**Material to process:**
----------

PR #10500, opened 2020-09-30
Return Cache Bust Response When Busting a Cached Path

mstruve:
- [x] Refactor

## Description
When we updated this code to bust the cached paths we went from returning the cache bust response to returning the object we were using to do the busting. This PR adds the cache bust response to that object so we can view it which can be very helpful if you have to manually bust stuff and want to confirm that it was successful or not. Let me know what you all think! 

https://github.com/orgs/forem/projects/6#card-45783449

## Added tests?
- [x] yes

alt_text

### DIFF
--- a/spec/services/edge_cache/bust_spec.rb
+++ b/spec/services/edge_cache/bust_spec.rb
@@ -4,6 +4,21 @@ RSpec.describe EdgeCache::Bust, type: :service do
   let(:user) { create(:user) }
   let(:path) { "/#{user.username}" }
 
+  describe "#call" do
+    before do
+      configure_fastly
+    end
+
+    let(:cache_bust_service) { described_class.new(path) }
+
+    it "returns cache bust response" do
+      allow(cache_bust_service).to receive(:bust_fastly_cache).and_return("success")
+
+      cache_bust_service.call
+      expect(cache_bust_service.response).to eq("success")
+    end
+  end
+
   describe "#bust_fastly_cache" do
     context "when fastly is not configured" do
       before do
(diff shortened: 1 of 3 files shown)


spec/services/edge_cache/bust_spec.rb
```diff
@@ -4,6 +4,21 @@
...
+      configure_fastly
+    end
+
+    let(:cache_bust_service) { described_class.new(path) }
+
+    it "returns cache bust response" do
+      allow(cache_bust_service).to receive(:bust_fastly_cache).and_return("success")
+
+      cache_bust_service.call
+      expect(cache_bust_service.response).to eq("success")
```
vaidehijoshi, line 18: I think we ought to move this expectation into the `"when fastly is configured"` context block and add an equivalent expectation to the `"when openresty is configured"` test on line `88` since we're testing the other outcomes of `call` in those tests already. We could also test that `response` is `nil` (since you added logic for that) in the `"when openresty is not configured"` context block.

Just trying to avoid future confusion in this file since it is currently set up to very granularly test fastly and nginx behavior.

vaidehijoshi (commented):
This is great! Good call on adding this. I just had a comment about where we put the test for this, but I'm onboard to add response to the object in general 🙌

spec/services/edge_cache/bust_spec.rb
mstruve: Good call, I actually solved this issue a different way, wrote the spec, then rewrote the code and left the spec here. Makes much more sense to move it.

vaidehijoshi (approved):

atsmith813 (approved):
🚀

Issue #10283, opened 2020-09-11
Remove CAPTCHA for mods


michael-tharrington:
**Is your feature request related to a problem? Please describe.**

Kind of... mods are trusted users and regularly reporting spam/abuse to us. While they have specific mod tools that help to efficiently report comments/articles/users, they occasionally need to use the public https://dev.to/report-abuse route to provide more context about what they are reporting.

We've heard feedback that CAPTCHA is slowing folks down here.

**Describe the solution you'd like**

Remove CAPTCHA on dev.to/report-abuse for mods.

**Describe alternatives you've considered**

I've not actually considered any other alternatives here, but am open to suggestions!

**Additional context**

A few mods brought up that CAPTCHA on this page is annoying and time consuming.

There's another issue here that focuses on upgrading reCAPTCHA - https://github.com/forem/forem/issues/9919 ... the convo there has a number of details that could be relevant:
1) Should we switch from reCAPTCHA to hCAPTCHA?
2) We need to make sure that our CAPTCHA practices are accessibility-friendly.

yellow1912:
Or use the recaptcha v3. I really don't understand why the current captcha keeps showing me picture after picture. There can be much better way to do this for example a hidden credit/trust system.

yellow1912:
![Screenshot_20201003-125157](https://user-images.githubusercontent.com/374134/94984605-e966af00-0577-11eb-83d7-da9dcb3c7cbc.png)
So easy to spam

yellow1912:
![Screenshot_20201003-125757](https://user-images.githubusercontent.com/374134/94984623-15823000-0578-11eb-8925-79ce08bcae7d.png)
And impossible to report, keeps showing me picture after picture.

rhymes:
Hi @yellow1912 have you tried to disable your extensions? I'm not sure but it could be that. What browser are you using?

yellow1912:
Let me try, I was on chrome, had tons of extensions. I will try on edge which does not have any extension and will report back.

yellow1912:
Hello, seems like captcha on chrome works fine, the one I'm having problem with is actually the Android app version of dev.to.

rhymes:
@yellow1912 thank you! If you've installed the DEV Android app and are experiencing issues with it, please open an issue to the app repository so we can better track it: https://github.com/thepracticaldev/DEV-Android

thank you!

Issue #9919, opened 2020-08-21
Upgrade reCAPTCHA to v3


fdoxyz:
**Is your feature request related to a problem? Please describe.**

Based on community reports (#9908) we see a bit of friction on abuse reports secured by reCAPTCHA (and probably any other flows secured by it). The "I'm not a robot" [checkbox (v2)](https://developers.google.com/recaptcha/docs/display) is reliable probably for most users, but once the connection is [using a VPN](https://superuser.com/questions/1337801/why-is-recaptcha-image-fade-in-out-so-slow) or even on custom browsers (like the native apps) the experience seems to degrade quite a bit.

**Describe the solution you'd like**

[reCAPTCHA v3](https://developers.google.com/recaptcha/docs/v3) seems un-intrusive to the user experience. Although it presents a challenge to implement, because the requests will always succeed and will include a "trust score". It would be up to us to discard or accept the reports in this case, which would require a refactor.

**Describe alternatives you've considered**

Maybe abuse reports could just include the "trust score" and a quick button to manually "discard" the report if at first glance doesn't seem like a valid report instead of having the system discard reports that come in with a low score (since report abuse could have a low score because it was submitted using a VPN). This could be helpful to avoid discarding valid reports because reCAPTCHA didn't trust them.

michael-tharrington:
Heyo!

I also wanted to chime in on this one as a DEV user recently wrote in suggesting that we drop reCAPTCHA in favor of hCAPTCHA.

They mentioned that reCAPTCHA can be pretty annoying for the end user, and said "hcaptcha LOOKS like recaptcha, but you can actually solve it pretty quickly, and no disappearing images, or clipped items you have to guess at."

The pointed to this blog post - https://blog.cloudflare.com/moving-from-recaptcha-to-hcaptcha/ for info on changing it.

rhymes:
A lot of people in the comments there seem to be unhappy with hCaptcha :(

bdmorin:
Another point of view: https://dev.to/elmuerte/hcaptcha-instead-of-google-s-recaptcha-2c92

Also - this epically long thread: https://news.ycombinator.com/item?id=22812509

I'm unsure if hcaptcha is the panacea solution; however I'm not seeing a ton of contenders. 
https://www.phpcaptcha.org/ (self hosted)

If you are looking to stop bot specific transactions, you might want to invest in bot detection, then only show the captcha on a high score, karma scoring based on user profiles and past abuse might be useful too.  example:
[...]

PR #10502, opened 2020-09-30
Refactor reCaptcha code and bypass in report abuse for trustworthy users only

fdoxyz:

- [ ] Refactor
- [x] Feature
- [ ] Bug Fix
- [x] Optimization
- [ ] Documentation Update

## Description

There's been plenty of reports that the reCaptcha in the abuse report form is problematic. This is usually the case in certain scenarios, i.e. users that use a VPN usually are "non-trustworthy" from Google's standpoint so it becomes very difficult to get these reports in (see the discussion in #9919).

**After leaving this PR in the ice box for a few weeks it still does the same thing but using a different implementation approach:**

Due to ReCaptcha being used in the Registration Form this PR refactors reCaptcha logic into it's own service 
- Anywhere else reCaptcha wants to be used it can just rely on using a thoroughly tested service
- It helps avoid spreading out reCaptcha code throughout controllers, helpers and duplicated tests
- For this I used #11265 (service generator)

#9919
#10283

1. When logged in with a user that hasn't received a vomit reaction (at least 1 month old) you should be able to fill out the report abuse form without the reCaptcha requirement.
1. Unauthenticated users will always have to complete the reCaptcha test

## Added tests?

- [ ] yes
- [x] no, because I adapted the existing tests
- [ ] no, because I need help

## Added to documentation?

- [ ] docs.forem.com
- [ ] readme
- [x] no documentation needed

these arent the droids youre looking for


fdoxyz:
Just updated the validation because I totally missed #10283, this now takes trusted users in consideration.

mstruve (commented):
Making abuse reports is a big target for our Pentesters which is why I think even though we have the user checks in place we are also going to need some sort of throttling for this if we bypass the recaptcha. Without throttling(and even likely with it), I really think we are going to get spammed.

fdoxyz:
@mstruve makes total sense! Quick question though as I may not be well aware of this:

What is the difference between throttling and the [rate_limit!](https://github.com/fdoxyz/forem/blob/master/app/controllers/feedback_messages_controller.rb#L7) in place?

If throttling is a big change to introduce I can leave only the `.auditable?` check so we can at least bypass only on trusted/mod/admin users ( #10283 )

mstruve:
Rate limiting is just another term for throttling in my head. Both can be accomplished in multiple different ways. We can either use our RateLimitChecker to accomplish it which is what `rate_limit!` does or we can use [Rack::Attack](https://github.com/fdoxyz/forem/blob/master/config/initializers/rack/attack.rb#L4) which is a gem that inserts middleware which is run on every request we get. 

For something like this where its one very specific endpoint I would lead towards using the RateLimitChecker. Rack Attack is great when you need to throttle a wide range of endpoints but if you are doing just 1 and it's not super popular, then the overhead of checking it for EVERY request doesnt really make sense. Rack Attack for context, has to hit Redis to do each throttle check. Redis is fast but we still need to be cognizant of our usage. 

Let me know if you have other questions!

Throttle/RateLimit examples
https://github.com/forem/forem/pull/7683
https://github.com/forem/forem/pull/7832

fdoxyz:
Thanks for the clarification! TIL when to choose one over the other 🙌🏼

In that case I think we're safeguarded from that abuse, because we do have throttling in place for this endpoint (it's just outside the PR diff because it wasn't modified). It was actually added in that last PR you referenced 😄

Only to further clarify: The reCaptcha bypass means it won't be presented to users that meet the criteria, but the `rate_limit!` call remains there.

mstruve (approved):
Ah, you are totally right! I never make the connection between FeedbackMessage and AbuseReport 🙈 

This still makes me a little nervous with Pentesters around on DEV still but that will be fixed once we have moved them to their own Forem.

joshpuetz (approved):
This looks ok to me, only a request for a test (but not blocking)

app/helpers/feedback_messages_helper.rb
```diff
@@ -1,4 +1,11 @@
 module FeedbackMessagesHelper
+  def bypass_recaptcha?
```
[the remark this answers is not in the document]
rhymes: I think that's the only place where we have the captcha on the website

rhymes (commented):
cc @michael-tharrington to make sure the logic in the description is sound :) 

great job @fdoxyz!

app/helpers/feedback_messages_helper.rb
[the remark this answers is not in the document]
fdoxyz: I think the suggestion refers to testing the other cases where `bypass_recaptcha?` returns true, right? As the current test for it only uses the "user without vomits + 1 month old" criteria. 

It wouldn't hurt to add one or two more tests here, I'll push the changes in a bit :)

fdoxyz:
Just a heads up here: I'll be mostly offline for a little over a week.

If anyone feels like merging this feel free to do so. Otherwise I'll sync and do so when I'm back 🙂

rhymes:
@fdoxyz I set this back to draft until we have feedback from @michael-tharrington to make sure we're not missing something in the logic :) Thanks for the effort!

spec/helpers/authentication_helper_spec.rb
```diff
@@ -38,33 +38,6 @@
     end
   end
 
-  describe "#recaptcha_configured_and_enabled?" do
```
fdoxyz, line 41: This test was migrated to `spec/services/re_captcha_spec.rb` (not entirely removed). So the coverage regarding this check remains the same.

fdoxyz:
This PR was approved a while back, but since then some more reCaptcha features were added (to the registration form) and having this logic scattered felt like it could benefit from extracting it from the Helpers/Controllers (also for future places that we may want to use reCaptcha).

Because of the refactor I'm requesting review again to hear thoughts on it. Basically the logic remains the same in both the FeedbackMessage (Abuse Reports) area and also the Email Registration.

Side note: While getting things in-sync with master I ran into a few automated fixes by the Husky pre-hooks, which is why you'll see a few SVGs and other unrelated files changed. I can revert those if anyone feels like that would be best

michael-tharrington:
Y'all, I'm really sorry for missing my pings earlier @rhymes and @fdoxyz.

I do think this addresses the problem mentioned in the actual issue!

My comments were more side-related to other things that may be solved when upgrading reCAPTCHA to v3 or at least seem related to the general talk of CAPTCHA:
1. [someone suggesting to move from reCAPTCHA to hCAPTCHA](https://github.com/forem/forem/issues/9919#issuecomment-684995307)
2. [make sure CAPTCHA is accessible](https://github.com/forem/forem/issues/9919#issuecomment-690343204)
3. [user reports of folks failing CAPTCHA](https://dev.to/yellow1912/i-fail-the-spam-report-captcha-on-dev-3397)

Nothing too necessary to follow up on here!

fdoxyz:
No worries @michael-tharrington thanks a lot for confirming this!

Upgrading to a different reCaptcha version or an alternative is more complex than being a bit more flexible with trustworthy users here. If we ever get spammed by any user we can tweak this approach even despite the rate limit in place. Hopefully this will be enough to get rid of the friction users face with the current implementation :)

app/services/re_captcha.rb
```diff
@@ -0,0 +1,52 @@
...
+#
+# Example: ReCaptcha.call(current_user).enabled? => true/false
+class ReCaptcha
+  include Devise::Controllers::Helpers
+
+  def self.call(current_user = nil)
+    new(current_user).call
+  end
+
+  def initialize(current_user)
```
joshpuetz, line 15: Is supporting both singleton and instance invocation a conscious choice? I'm curious how we feel about that: I like the flexibility, but wonder if it's worth the added complexity?

joshpuetz (approved):
Still a 👍 from me, just a design question (non-blocking)

app/services/re_captcha.rb
fdoxyz: It is a conscious choice in the sense that using the class methods help shorten the syntax for the registration form. This is only because it's known/expected to never need to pass in a `current_user` (because it's a registration feature).

```ruby
ReCaptcha.for_registration_disabled? # current approach

# vs

ReCaptcha.call.for_registration_disabled?
```

In all other situations we do need to pass in the `current_user` available from the Controller/View context.

I don't have strong feelings about the service approach though. I was mostly following the footprints (and the [service generator](https://github.com/forem/forem/pull/11265)) approach of using the `call` method for initialization. An alternative for this would be to replace the `call` initialization with purely class methods like this:

```ruby
ReCaptcha.call(current_user).enabled? # current approach

# vs

ReCaptcha.enabled?(current_user)
```

Maybe @rhymes, @citizen428 or anyone else have any suggestions/opinions on what would be the best approach here?

rhymes: We do have a service generator (`rails generate service` and [documentation on service objects](https://docs.forem.com/backend/service-objects/).

Maybe in a follow up PR we can split that service objects in two? It looks like you only need the following (coming up with names as I write, definitely open to better ones):

- `ReCaptcha::CheckEnabledGlobally.call(current_user)` (returns true or false, no need to have the negative method)
- `ReCaptcha::CheckEnabledForRegistration.call` (returns true or false, no need to have the negative method)

no need to halt this PR though

fdoxyz: Thanks for the input @rhymes I'm merging this and sending in a PR right away to refactor the service in two objects. We can discuss the best naming and ways to restructure there 👍🏼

----------

**Work instruction:**
For every line above with the word "docs" in it, make a copy.

**Result of this task:**
Based on community reports (#9908) we see a bit of friction on abuse reports secured by reCAPTCHA (and probably any other flows secured by it). The "I'm not a robot" [checkbox (v2)](https://developers.google.com/recaptcha/docs/display) is reliable probably for most users, but once the connection is [using a VPN](https://superuser.com/questions/1337801/why-is-recaptcha-image-fade-in-out-so-slow) or even on custom browsers (like the native apps) the experience seems to degrade quite a bit.
[reCAPTCHA v3](https://developers.google.com/recaptcha/docs/v3) seems un-intrusive to the user experience. Although it presents a challenge to implement, because the requests will always succeed and will include a "trust score". It would be up to us to discard or accept the reports in this case, which would require a refactor.
- [ ] docs.forem.com
rhymes: We do have a service generator (`rails generate service` and [documentation on service objects](https://docs.forem.com/backend/service-objects/).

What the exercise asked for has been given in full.